Top of SUPPLIED ENTRIES

PR #2957, opened 2025-02-09
Properly use in_handler

tokatoka:
So that it's easier to catch what's wrong when next time we have a bug in crash handler

### DIFF
--- a/libafl/src/executors/hooks/windows.rs
+++ b/libafl/src/executors/hooks/windows.rs
@@ -35,6 +35,11 @@ pub mod windows_asan_handler {
     {
         let data = &raw mut GLOBAL_STATE;
         (*data).set_in_handler(true);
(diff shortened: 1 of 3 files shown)


libafl/src/executors/hooks/windows.rs
```diff
@@ -193,6 +205,12 @@ pub mod windows_exception_handler {
         panic::set_hook(Box::new(move |panic_info| unsafe {
             let data = &raw mut GLOBAL_STATE;
             let in_handler = (*data).set_in_handler(true);
+
+            assert!(
```
domenukk, line 209: An assert in a panic hook makes no sense, it'll just re-panic and result in an endless loop(?)

domenukk:
We probably need better handling for this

Bottom of SUPPLIED ENTRIES

(HOW TO COMPLETE THIS TASK) Tally the lines of the listing that include "panic". Reply with nothing but the count.

(ANSWER BELOW) 2